» **Aim of the exercise**
Every line of the data must be retyped exactly as it stands.

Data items

PR #712, opened 2025-10-15
STARBackend.{aspirate,disense} probe_liquid_height parameter

rickwierenga:
Add a parameter `probe_liquid_height` to `STARBackend.aspirate` and `STARBackend.dispense`. If the liquid height is not set using the PLR universal `liquid_height` parameter (of `LH.aspirate` and `LH.dispense`), we will probe the liquid height using cLLD (specifically, the function `clld_probe_z_height_using_channel` @biocam introduced in https://github.com/PyLabRobot/pylabrobot/pull/69/). This is implemented in the new `STARBackend.probe_liquid_heights` function.

This will be useful when we do the automated `surface_following_distance` computation, so we don't rely on users to know the exact liquid height. While the STAR _can_ have the `surface_following_distance` parameter work with cLLD natively, the firmware requires us to specify the value for `surface_following_distance` at a time when the exact liquid height may not be known. Since we do need to know the current liquid_height to compute the accurate `surface_following_distance` (it is not linear in most wells), we need probing to determine it using probing before computing surface_following_distance. This PR adds probing, a future PR will add automated surface_following_distance.

### DIFF
--- a/pylabrobot/liquid_handling/backends/hamilton/STAR_backend.py
+++ b/pylabrobot/liquid_handling/backends/hamilton/STAR_backend.py
@@ -1613,10 +1613,14 @@ class STARBackend(HamiltonLiquidHandler, HamiltonHeaterShakerInterface):
     tips: List[HamiltonTip],
     resource_offsets: Optional[List[Coordinate]] = None,
     move_to_z_safety_after: bool = True,
-  ):
+  ) -> List[float]:
     """Probe liquid heights for the specified channels.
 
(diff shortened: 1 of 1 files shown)


rickwierenga:
in the future i hope this functionality can even replace LLD or at least unify with it in the API.

to be complete we would need to implement firmware command `ZE` "Search for liquid surface (in two sections) via pressure LLD and possibly also via capacitive LLD"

» **Task response**
PR #712, opened 2025-10-15
STARBackend.{aspirate,disense} probe_liquid_height parameter

rickwierenga:
Add a parameter `probe_liquid_height` to `STARBackend.aspirate` and `STARBackend.dispense`. If the liquid height is not set using the PLR universal `liquid_height` parameter (of `LH.aspirate` and `LH.dispense`), we will probe the liquid height using cLLD (specifically, the function `clld_probe_z_height_using_channel` @biocam introduced in https://github.com/PyLabRobot/pylabrobot/pull/69/). This is implemented in the new `STARBackend.probe_liquid_heights` function.

This will be useful when we do the automated `surface_following_distance` computation, so we don't rely on users to know the exact liquid height. While the STAR _can_ have the `surface_following_distance` parameter work with cLLD natively, the firmware requires us to specify the value for `surface_following_distance` at a time when the exact liquid height may not be known. Since we do need to know the current liquid_height to compute the accurate `surface_following_distance` (it is not linear in most wells), we need probing to determine it using probing before computing surface_following_distance. This PR adds probing, a future PR will add automated surface_following_distance.

### DIFF
--- a/pylabrobot/liquid_handling/backends/hamilton/STAR_backend.py
+++ b/pylabrobot/liquid_handling/backends/hamilton/STAR_backend.py
@@ -1613,10 +1613,14 @@ class STARBackend(HamiltonLiquidHandler, HamiltonHeaterShakerInterface):
     tips: List[HamiltonTip],
     resource_offsets: Optional[List[Coordinate]] = None,
     move_to_z_safety_after: bool = True,
-  ):
+  ) -> List[float]:
     """Probe liquid heights for the specified channels.
 
(diff shortened: 1 of 1 files shown)


rickwierenga:
in the future i hope this functionality can even replace LLD or at least unify with it in the API.

to be complete we would need to implement firmware command `ZE` "Search for liquid surface (in two sections) via pressure LLD and possibly also via capacitive LLD"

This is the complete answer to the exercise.